### EXERCISE DETAILS
From the records below, extract only the lines running from the line with "PR #3184, opened 2025-05-26" to the line with "rather than BytesIOPayload.", both lines included, reproducing them exactly.

### SOURCE MATERIAL
-------------------------

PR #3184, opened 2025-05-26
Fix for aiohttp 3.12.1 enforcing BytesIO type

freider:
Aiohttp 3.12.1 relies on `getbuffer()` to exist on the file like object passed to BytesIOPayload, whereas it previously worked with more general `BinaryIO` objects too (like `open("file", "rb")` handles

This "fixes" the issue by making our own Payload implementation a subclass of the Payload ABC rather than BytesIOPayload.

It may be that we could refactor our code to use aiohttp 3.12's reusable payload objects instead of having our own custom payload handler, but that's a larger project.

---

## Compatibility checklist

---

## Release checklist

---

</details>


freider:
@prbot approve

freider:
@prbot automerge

-------------------------

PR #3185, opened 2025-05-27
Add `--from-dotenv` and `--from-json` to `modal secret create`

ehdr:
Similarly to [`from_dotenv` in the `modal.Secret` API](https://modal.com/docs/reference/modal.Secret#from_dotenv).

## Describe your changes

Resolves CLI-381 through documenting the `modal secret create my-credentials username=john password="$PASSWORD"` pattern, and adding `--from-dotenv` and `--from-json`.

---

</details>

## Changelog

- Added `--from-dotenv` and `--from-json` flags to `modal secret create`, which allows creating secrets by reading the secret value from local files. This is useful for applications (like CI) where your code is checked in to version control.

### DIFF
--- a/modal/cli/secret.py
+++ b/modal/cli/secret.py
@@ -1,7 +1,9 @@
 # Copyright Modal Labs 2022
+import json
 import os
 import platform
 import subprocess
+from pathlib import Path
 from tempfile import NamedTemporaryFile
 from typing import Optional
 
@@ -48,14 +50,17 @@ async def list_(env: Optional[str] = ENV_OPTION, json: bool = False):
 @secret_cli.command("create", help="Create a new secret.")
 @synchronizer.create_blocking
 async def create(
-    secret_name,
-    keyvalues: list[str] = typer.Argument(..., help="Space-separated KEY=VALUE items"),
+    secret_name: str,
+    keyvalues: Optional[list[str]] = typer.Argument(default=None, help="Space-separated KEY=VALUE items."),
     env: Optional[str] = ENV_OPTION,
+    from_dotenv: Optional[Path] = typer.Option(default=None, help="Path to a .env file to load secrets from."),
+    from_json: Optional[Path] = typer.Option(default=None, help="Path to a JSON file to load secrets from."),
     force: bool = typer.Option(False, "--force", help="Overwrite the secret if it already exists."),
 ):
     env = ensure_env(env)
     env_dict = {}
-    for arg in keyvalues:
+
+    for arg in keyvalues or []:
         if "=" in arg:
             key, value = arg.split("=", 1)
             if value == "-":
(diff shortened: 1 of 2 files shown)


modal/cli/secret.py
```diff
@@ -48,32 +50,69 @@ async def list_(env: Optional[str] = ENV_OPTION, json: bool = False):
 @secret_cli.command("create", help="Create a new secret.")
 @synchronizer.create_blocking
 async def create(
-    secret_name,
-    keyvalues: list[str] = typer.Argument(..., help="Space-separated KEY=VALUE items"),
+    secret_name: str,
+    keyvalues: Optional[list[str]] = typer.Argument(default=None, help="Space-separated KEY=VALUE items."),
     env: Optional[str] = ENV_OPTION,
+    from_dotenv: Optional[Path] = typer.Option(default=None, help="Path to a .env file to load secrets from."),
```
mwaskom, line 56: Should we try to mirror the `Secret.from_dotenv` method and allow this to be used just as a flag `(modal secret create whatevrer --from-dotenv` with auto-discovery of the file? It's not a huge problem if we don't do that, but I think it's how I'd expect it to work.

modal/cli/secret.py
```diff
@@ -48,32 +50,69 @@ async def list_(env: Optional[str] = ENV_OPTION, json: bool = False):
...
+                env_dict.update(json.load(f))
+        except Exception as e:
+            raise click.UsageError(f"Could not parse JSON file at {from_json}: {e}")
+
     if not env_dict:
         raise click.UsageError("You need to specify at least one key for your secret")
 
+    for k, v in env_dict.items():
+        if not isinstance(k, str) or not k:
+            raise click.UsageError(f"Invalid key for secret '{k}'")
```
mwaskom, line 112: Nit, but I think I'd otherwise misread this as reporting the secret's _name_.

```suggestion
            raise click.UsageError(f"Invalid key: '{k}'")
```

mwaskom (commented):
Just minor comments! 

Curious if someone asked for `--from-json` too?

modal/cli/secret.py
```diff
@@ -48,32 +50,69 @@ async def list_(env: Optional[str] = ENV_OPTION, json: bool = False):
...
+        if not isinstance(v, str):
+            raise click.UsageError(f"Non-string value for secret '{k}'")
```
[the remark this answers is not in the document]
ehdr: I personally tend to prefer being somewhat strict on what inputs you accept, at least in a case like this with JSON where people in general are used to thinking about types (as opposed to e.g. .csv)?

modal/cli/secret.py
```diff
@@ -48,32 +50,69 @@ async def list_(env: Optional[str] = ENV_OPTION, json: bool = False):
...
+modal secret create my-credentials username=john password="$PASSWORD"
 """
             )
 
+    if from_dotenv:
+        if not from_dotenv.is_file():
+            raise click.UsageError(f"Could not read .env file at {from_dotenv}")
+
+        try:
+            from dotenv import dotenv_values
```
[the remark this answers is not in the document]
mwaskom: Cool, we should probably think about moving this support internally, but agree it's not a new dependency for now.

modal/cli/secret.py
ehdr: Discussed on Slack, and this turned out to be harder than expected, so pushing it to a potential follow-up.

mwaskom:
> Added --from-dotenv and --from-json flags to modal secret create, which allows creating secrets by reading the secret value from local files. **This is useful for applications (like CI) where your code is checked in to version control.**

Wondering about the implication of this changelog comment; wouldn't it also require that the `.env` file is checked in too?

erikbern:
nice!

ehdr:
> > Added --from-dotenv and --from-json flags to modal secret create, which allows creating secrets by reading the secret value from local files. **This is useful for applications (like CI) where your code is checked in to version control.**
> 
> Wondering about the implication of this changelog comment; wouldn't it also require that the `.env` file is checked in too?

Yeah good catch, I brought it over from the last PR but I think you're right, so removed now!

-------------------------

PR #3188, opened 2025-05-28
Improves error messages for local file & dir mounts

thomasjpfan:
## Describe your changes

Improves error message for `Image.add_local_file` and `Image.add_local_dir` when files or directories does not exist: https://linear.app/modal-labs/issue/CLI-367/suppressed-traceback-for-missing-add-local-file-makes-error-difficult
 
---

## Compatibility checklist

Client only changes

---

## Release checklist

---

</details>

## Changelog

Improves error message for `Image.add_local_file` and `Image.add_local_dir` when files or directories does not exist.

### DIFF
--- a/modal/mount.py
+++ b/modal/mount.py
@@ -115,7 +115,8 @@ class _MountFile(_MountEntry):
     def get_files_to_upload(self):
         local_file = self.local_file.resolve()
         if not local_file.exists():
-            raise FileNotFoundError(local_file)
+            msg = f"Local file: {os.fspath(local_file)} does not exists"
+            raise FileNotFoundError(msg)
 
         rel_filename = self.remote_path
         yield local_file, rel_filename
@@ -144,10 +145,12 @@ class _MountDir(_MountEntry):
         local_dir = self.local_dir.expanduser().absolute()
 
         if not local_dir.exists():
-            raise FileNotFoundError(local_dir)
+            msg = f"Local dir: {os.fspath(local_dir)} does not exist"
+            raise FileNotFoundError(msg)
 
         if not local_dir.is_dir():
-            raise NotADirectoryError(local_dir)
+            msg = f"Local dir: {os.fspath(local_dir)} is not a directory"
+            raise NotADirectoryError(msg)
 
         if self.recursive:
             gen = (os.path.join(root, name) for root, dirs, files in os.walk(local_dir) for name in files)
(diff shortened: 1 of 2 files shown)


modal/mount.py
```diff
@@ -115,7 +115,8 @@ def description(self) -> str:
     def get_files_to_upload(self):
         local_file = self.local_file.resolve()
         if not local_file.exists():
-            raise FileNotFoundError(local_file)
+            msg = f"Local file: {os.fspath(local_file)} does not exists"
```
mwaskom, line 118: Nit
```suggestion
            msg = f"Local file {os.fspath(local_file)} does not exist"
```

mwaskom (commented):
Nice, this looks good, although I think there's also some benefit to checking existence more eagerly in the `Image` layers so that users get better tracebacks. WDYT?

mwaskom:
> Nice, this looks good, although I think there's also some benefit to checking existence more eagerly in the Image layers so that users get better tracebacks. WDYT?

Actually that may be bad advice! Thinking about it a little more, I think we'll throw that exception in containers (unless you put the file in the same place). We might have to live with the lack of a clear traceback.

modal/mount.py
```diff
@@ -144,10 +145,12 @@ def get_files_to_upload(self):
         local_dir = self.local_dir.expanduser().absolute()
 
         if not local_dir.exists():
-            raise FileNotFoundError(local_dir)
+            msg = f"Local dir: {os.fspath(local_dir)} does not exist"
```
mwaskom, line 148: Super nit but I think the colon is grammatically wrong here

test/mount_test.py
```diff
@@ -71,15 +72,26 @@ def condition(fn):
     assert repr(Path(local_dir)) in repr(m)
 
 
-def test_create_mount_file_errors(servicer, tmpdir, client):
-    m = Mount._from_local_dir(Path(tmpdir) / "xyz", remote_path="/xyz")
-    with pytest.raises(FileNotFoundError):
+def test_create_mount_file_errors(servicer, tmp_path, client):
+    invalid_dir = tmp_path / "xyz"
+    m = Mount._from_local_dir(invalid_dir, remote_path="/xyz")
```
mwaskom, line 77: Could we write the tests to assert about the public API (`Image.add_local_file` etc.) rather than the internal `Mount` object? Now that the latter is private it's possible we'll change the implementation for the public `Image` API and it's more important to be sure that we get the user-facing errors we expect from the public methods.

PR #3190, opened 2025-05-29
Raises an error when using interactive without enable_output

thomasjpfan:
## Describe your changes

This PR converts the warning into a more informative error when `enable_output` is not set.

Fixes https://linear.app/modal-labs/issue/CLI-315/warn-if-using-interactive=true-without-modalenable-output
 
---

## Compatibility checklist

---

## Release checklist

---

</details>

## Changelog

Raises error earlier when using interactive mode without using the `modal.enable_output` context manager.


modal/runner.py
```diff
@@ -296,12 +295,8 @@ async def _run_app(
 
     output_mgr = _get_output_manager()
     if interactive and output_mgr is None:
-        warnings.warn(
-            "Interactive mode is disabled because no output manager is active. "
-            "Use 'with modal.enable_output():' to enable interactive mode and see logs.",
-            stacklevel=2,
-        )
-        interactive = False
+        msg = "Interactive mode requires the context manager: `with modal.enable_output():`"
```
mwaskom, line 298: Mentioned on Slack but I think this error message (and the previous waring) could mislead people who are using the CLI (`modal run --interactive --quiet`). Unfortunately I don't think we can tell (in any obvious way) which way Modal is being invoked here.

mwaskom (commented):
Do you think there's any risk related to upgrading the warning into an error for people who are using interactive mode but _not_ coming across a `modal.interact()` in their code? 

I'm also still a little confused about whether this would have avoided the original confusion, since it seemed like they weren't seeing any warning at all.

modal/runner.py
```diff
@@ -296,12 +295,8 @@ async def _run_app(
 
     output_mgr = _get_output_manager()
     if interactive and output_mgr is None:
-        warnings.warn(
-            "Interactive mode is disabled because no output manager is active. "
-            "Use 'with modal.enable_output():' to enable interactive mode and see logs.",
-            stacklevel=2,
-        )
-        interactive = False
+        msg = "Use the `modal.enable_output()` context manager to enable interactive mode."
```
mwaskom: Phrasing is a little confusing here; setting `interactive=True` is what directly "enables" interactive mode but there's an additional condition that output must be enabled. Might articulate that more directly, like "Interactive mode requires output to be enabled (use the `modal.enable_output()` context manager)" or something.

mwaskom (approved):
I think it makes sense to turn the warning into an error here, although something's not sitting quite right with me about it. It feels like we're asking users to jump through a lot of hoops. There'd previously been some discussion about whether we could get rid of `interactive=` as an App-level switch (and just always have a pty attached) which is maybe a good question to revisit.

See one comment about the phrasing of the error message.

-------------------------

### SOLUTION
PR #3184, opened 2025-05-26
Fix for aiohttp 3.12.1 enforcing BytesIO type

freider:
Aiohttp 3.12.1 relies on `getbuffer()` to exist on the file like object passed to BytesIOPayload, whereas it previously worked with more general `BinaryIO` objects too (like `open("file", "rb")` handles

This "fixes" the issue by making our own Payload implementation a subclass of the Payload ABC rather than BytesIOPayload.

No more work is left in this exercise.